Hackers are constantly looking for ways to perfect their attacks. They are based on trying to get users, ultimately victims, to fall into the trap and thus be successful. Although we have more and more tools that protect us, that help us avoid malware, the truth is that new techniques are always emerging to bypass these measures. In this article we are going to talk about hidden malware in encrypted traffic . Let’s talk about why it is so dangerous and why it is increasing lately.
What is malware hidden in encrypted traffic
We can think that when browsing the Internet through a page that is encrypted , that has HTTPS in the URL, it is already reliable. It is true that this is an indication that we must observe when we are going to enter personal data or make a payment. However, it does not by itself mean that it is already a totally secure site.
This is precisely what hackers take advantage of. They are based on a greater confidence of users when browsing pages that are encrypted to, precisely there, hide the malware.
Although a page that is HTTPS apparently gives us more confidence, it does not mean that they cannot contain malware. Cybercriminals, as we say, is precisely where they are sneaking malware the most with the aim of infecting victims’ systems. It is not something new, but it is something that is gaining much prominence.
A group of security researchers from Zscaler has presented a report in which they show how hidden malware in encrypted traffic has grown by 260% during the first nine months of 2020 compared to the same period of the previous year.

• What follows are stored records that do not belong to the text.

Issue #1745, opened 2024-05-12
[Bug]: `opentelemetry_appender_tracing` does not work with blocking otlp exporter


cortopy:
### What happened?

The basic [example](https://github.com/open-telemetry/opentelemetry-rust/blob/main/opentelemetry-appender-tracing/examples/basic.rs) for `opentelemetry_appender_tracing` is working fine for me.

The same example also works if I use an OTLP exporter with tonic and Tokio runtime within an async context.

However, if I modify the example for `opentelemetry_appender_tracing` to use an OTLP exporter with `reqwest::blocking`, the program enters into a deadlock.

This is the code I'm running:
```rust
use opentelemetry::KeyValue;
use opentelemetry_appender_tracing::layer;
use opentelemetry_sdk::{
    logs::{Config, LoggerProvider},
    Resource,
};
use tracing::error;
use tracing_subscriber::prelude::*;

fn main() {
    // This exporter is built with reqwest:blocking and will hang
    let otl_exporter = opentelemetry_otlp::new_exporter()
        .http()
        .build_log_exporter()
        .unwrap();
    let provider: LoggerProvider = LoggerProvider::builder()
        .with_config(
            Config::default().with_resource(Resource::new(vec![KeyValue::new(
                "service.name",
                "log-appender-tracing-example",
            )])),
        )
        .with_simple_exporter(otl_exporter)
        .build();
    let layer = layer::OpenTelemetryTracingBridge::new(&provider);
    tracing_subscriber::registry().with(layer).init();

    error!(name: "my-event-name", target: "my-system", event_id = 20, user_name = "otel", user_email = "otel@opentelemetry.io");
    drop(provider);
}

```

The opentelemetry-otlp crate is used with both reqwest blocking and tonic within an internal config crate:

```
opentelemetry-otlp = { version = "0.15.0", features = ["logs", "grpc-tonic", "http-proto", "reqwest-blocking-client", "serialize", "metrics", "trace"] }
```

### API Version

I don't know

### SDK Version

0.22.1

### What Exporters are you seeing the problem on?

OTLP

cijothomas:
I'll take a look today.

cijothomas:
I was able to easily repro this, but unsure why is this deadlocked, despite using reqwest::blocking client. Will investigate more and get back. There are several errors related to async runtimes and we are actively investigating a proper fix to take care of all of them, including this issue!.

cijothomas:
[...]

Issue #2071, opened 2024-08-31
[Bug]: Assigning `opentelemetry_otlp` layer causes hang when using `tokio::spawn`.


drwhut:
### What happened?

Hey! I'm having an issue when trying to use an `opentelemetry_otlp` layer in a `tracing_subscriber`, when spawning another task with `tokio::spawn`.

I've managed to make a minimal reproduction example. Here's the `Cargo.toml` that I have currently:
```toml
[dependencies]
opentelemetry = "0.24"
opentelemetry-otlp = "0.17"
tokio = { version = "1", features = ["full", "test-util"] }
tracing = "0.1"
tracing-opentelemetry = "0.25"
tracing-subscriber = { version = "0.3", features = ["env-filter"] }
```

And this is the code that hangs:
```rust
use opentelemetry::trace::TracerProvider;
use tracing_subscriber::filter::{EnvFilter, LevelFilter};
use tracing_subscriber::{fmt, prelude::*};
use tracing::info;

#[tracing::instrument]
async fn some_function() {
    info!("some_function()");
    inner_function().await;
    info!("inner function done.");
}

#[tracing::instrument]
async fn inner_function() {
    info!("inner function!");
}

#[tokio::main]
async fn main() {
    let fmt_layer = fmt::layer().with_target(false);

    let filter_layer = EnvFilter::builder()
        .with_default_directive(LevelFilter::INFO.into())
        .from_env_lossy();

    let otlp_exporter = opentelemetry_otlp::new_exporter().tonic();

    let tracer = opentelemetry_otlp::new_pipeline()
        .tracing()
        .with_exporter(otlp_exporter)
        .install_simple()
        .unwrap()
        .tracer("test_server");

    let otel_layer = tracing_opentelemetry::layer().with_tracer(tracer);

    tracing_subscriber::registry()
        .with(filter_layer)
        .with(fmt_layer)
        .with(otel_layer)
        .init();

    info!("calling...");
    let handle = tokio::spawn(some_function());
    handle.await.unwrap();
    info!("done!");
}

```

If I run the code as is, this is the output that I get:
```
2024-08-29T15:13:10.063000Z  INFO calling...
2024-08-29T15:13:10.063108Z  INFO some_function: some_function()
2024-08-29T15:13:10.063138Z  INFO some_function:inner_function: inner function!
```

[...]

PR #2199, opened 2024-10-12
Add tests to confirm known deadlock issues

cijothomas:
Adding test to repro https://github.com/open-telemetry/opentelemetry-rust/issues/1745

### DIFF
--- a/opentelemetry-appender-tracing/src/layer.rs
+++ b/opentelemetry-appender-tracing/src/layer.rs
@@ -208,17 +208,20 @@ const fn severity_of_level(level: &Level) -> Severity {
 #[cfg(test)]
 mod tests {
     use crate::layer;
-    use opentelemetry::logs::Severity;
+    use async_trait::async_trait;
+    use opentelemetry::logs::{LogResult, Severity};
     use opentelemetry::trace::TracerProvider as _;
     use opentelemetry::trace::{TraceContextExt, TraceFlags, Tracer};
     use opentelemetry::{logs::AnyValue, Key};
+    use opentelemetry_sdk::export::logs::{LogBatch, LogExporter};
     use opentelemetry_sdk::logs::{LogRecord, LoggerProvider};
     use opentelemetry_sdk::testing::logs::InMemoryLogsExporter;
     use opentelemetry_sdk::trace;
     use opentelemetry_sdk::trace::{Sampler, TracerProvider};
-    use tracing::error;
+    use tracing::{error, warn};
     use tracing_subscriber::prelude::__tracing_subscriber_SubscriberExt;
-    use tracing_subscriber::Layer;
+    use tracing_subscriber::util::SubscriberInitExt;
+    use tracing_subscriber::{EnvFilter, Layer};
 
     pub fn attributes_contains(log_record: &LogRecord, key: &Key, value: &AnyValue) -> bool {
         log_record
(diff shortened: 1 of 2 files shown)


opentelemetry-appender-tracing/src/layer.rs
```diff
@@ -238,6 +241,70 @@ mod tests {
...
+        tracing_subscriber::registry()
+            .with(filter)
+            .with(layer)
+            .init();
+        warn!(name: "my-event-name", target: "my-system", event_id = 20, user_name = "otel", user_email = "otel@opentelemetry.io");
+    }
+
+    #[tokio::test(flavor = "multi_thread", worker_threads = 1)]
+    #[ignore = "While this test runs fine, this uses global subscriber and does not play well with other tests."]
+    async fn batch_processor_deadlock() {
```
lalitb, line 296: should this be `batch_processor_no_deadlock` ?

opentelemetry-appender-tracing/src/layer.rs
```diff
@@ -238,6 +241,70 @@ mod tests {
...
     // cargo test --features=testing
+
+    #[derive(Clone, Debug, Default)]
+    struct ReentrantLogExporter;
+
+    #[async_trait]
+    impl LogExporter for ReentrantLogExporter {
+        async fn export(&mut self, _batch: LogBatch<'_>) -> LogResult<()> {
+            // This will cause a deadlock as the export itself creates a log
+            // while still within the lock of the SimpleLogProcessor.
```
lalitb, line 252: wondering if we should bring back the message queue back for simple log processor ?

lalitb (approved):
Thanks for the tests.  nit comments, with the lint fix - should be good to mege.

opentelemetry-appender-tracing/src/layer.rs
cijothomas: that might mitigate the issue temporarily, but we need to solve it via context based suppression I think.

lalitb: In context-based suppression, there may still be cases where we want to loop back the internal events at least once. This could potentially result in a deadlock situation.

cijothomas: Not sure I follow that. Maybe add a unit test to cover the scenario, so its easy to track.

lalitb: I meant - event with the suppression logic in place, we may want the internal errors to loop-back to the pipeline once, hoping that the error is transient  and doesn't cause infinite loop. In case of non-transient errors, the subsequent error is suppressed.  But this can be something discussed when we look into suppression logic.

The pandemic pushes these types of attacks
They also indicate that the Covid-19 pandemic has partly increased attacks that use malware hidden in SSL / TLS encrypted traffic. For example, ransomware delivered through SSL / TLS channels between March and September has grown by 500%. Most of these attacks have been directed at technology and telecommunications companies, but also at healthcare organizations.
The rise of teleworking , one of the changes caused by the Covid-19 pandemic, is another cause of the increase in this type of attacks directed at users. More and more people work from home and in many cases these are users who do not have the necessary knowledge to be safe on the Internet.
Zscaler’s analysis also shows an increase in attacks that are based on SSL / TLS and that have been delivered through trusted cloud storage services such as Google Drive, Dropbox, OneDrive or AWS. They host malicious content on these services that are now widely used due to the pandemic and the increase in remote work.
Without a doubt, this upward trend is a great challenge for organizations. Also, security tools are not enough to protect us from these types of problems. It is essential to maintain common sense and not make mistakes. In another article, we leave you with a series of tips to avoid email malware.